■ Aim of the exercise ■
For the listing below, count the lines that contain "opened" and report only the number.

■ Provided information ■
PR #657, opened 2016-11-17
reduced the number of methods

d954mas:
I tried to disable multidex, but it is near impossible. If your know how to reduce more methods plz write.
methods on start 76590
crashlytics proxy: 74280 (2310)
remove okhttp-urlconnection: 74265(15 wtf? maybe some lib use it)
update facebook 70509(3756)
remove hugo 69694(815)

---

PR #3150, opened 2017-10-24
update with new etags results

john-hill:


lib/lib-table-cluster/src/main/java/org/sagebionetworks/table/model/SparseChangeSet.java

■ Written response ■
2